PR #1049, opened 2026-03-13
Network - 27000 - Code improvements

sandeepjha000:
- making default action of a policy to unknown, treating as 'Not blocked'
- early exit when only default policy exists(All websites)
- moved per category block status evaluation to helper function region


alexandair (approved):
LGTM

═══

— AIM OF THE EXERCISE —
Copy the whole listing down exactly.

— RESULT FOR THIS EXERCISE —
PR #1049, opened 2026-03-13
Network - 27000 - Code improvements

sandeepjha000:
- making default action of a policy to unknown, treating as 'Not blocked'
- early exit when only default policy exists(All websites)
- moved per category block status evaluation to helper function region


alexandair (approved):
LGTM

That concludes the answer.